=== What the task requires ===
The answer must be every line from the listing that holds the string "used".

(Beginning of Exercise inputs)

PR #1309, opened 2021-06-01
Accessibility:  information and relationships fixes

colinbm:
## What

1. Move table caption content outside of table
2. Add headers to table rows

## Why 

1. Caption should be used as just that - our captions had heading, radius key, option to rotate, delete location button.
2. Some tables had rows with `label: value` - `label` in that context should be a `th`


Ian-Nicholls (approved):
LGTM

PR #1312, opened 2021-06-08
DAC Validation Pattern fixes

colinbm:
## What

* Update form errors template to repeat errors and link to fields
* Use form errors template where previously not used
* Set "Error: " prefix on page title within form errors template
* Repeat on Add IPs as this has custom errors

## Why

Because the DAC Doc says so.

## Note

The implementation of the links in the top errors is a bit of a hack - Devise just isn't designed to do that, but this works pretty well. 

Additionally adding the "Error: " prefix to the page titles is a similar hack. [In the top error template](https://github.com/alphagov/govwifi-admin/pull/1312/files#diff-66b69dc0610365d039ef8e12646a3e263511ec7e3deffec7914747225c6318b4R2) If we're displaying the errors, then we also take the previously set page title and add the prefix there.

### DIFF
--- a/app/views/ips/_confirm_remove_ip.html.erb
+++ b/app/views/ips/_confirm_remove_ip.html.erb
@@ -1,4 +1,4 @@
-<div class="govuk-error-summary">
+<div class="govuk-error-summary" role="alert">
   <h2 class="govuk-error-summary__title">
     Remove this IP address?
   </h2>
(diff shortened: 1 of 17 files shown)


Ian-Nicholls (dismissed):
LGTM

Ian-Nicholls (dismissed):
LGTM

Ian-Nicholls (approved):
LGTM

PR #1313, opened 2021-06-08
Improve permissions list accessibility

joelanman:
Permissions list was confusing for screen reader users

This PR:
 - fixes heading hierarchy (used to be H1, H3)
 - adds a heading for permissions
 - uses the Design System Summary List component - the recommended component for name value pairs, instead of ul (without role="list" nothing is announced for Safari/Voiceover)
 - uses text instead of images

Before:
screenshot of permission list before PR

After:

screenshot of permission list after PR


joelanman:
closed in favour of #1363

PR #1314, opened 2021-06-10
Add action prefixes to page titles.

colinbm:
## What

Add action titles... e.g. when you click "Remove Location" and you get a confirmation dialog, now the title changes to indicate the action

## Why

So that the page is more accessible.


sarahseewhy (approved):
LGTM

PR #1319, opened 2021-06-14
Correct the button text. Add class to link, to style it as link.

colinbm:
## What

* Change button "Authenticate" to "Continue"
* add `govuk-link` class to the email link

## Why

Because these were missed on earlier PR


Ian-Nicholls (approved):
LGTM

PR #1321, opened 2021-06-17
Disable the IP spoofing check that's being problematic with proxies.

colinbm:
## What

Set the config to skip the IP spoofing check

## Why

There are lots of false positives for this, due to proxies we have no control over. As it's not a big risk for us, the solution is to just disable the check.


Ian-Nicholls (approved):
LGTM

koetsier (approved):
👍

(End of Exercise inputs)
(Beginning of Exercise inputs)

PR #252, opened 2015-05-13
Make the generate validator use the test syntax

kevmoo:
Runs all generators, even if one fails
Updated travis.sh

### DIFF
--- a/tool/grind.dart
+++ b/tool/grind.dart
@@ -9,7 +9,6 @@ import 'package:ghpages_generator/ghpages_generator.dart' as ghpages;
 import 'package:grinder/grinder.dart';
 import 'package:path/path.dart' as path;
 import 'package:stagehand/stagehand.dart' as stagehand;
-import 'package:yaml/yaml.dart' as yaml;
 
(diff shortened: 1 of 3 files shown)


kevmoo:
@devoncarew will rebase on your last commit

(End of Exercise inputs)
(Beginning of Exercise inputs)

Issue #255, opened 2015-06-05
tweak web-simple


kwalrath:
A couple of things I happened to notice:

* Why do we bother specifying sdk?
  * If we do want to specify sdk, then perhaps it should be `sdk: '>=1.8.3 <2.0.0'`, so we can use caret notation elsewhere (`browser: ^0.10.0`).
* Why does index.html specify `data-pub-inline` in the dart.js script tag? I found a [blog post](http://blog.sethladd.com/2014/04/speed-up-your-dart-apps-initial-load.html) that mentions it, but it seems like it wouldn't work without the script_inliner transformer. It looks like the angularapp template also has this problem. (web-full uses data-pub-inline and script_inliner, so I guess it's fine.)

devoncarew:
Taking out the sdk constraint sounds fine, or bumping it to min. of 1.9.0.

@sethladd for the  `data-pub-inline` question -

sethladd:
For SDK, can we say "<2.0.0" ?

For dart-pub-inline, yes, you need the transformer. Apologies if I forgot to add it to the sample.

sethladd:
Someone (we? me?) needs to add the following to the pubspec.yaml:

(End of Exercise inputs)

=== Problem solution ===
1. Caption should be used as just that - our captions had heading, radius key, option to rotate, delete location button.
* Use form errors template where previously not used
 - fixes heading hierarchy (used to be H1, H3)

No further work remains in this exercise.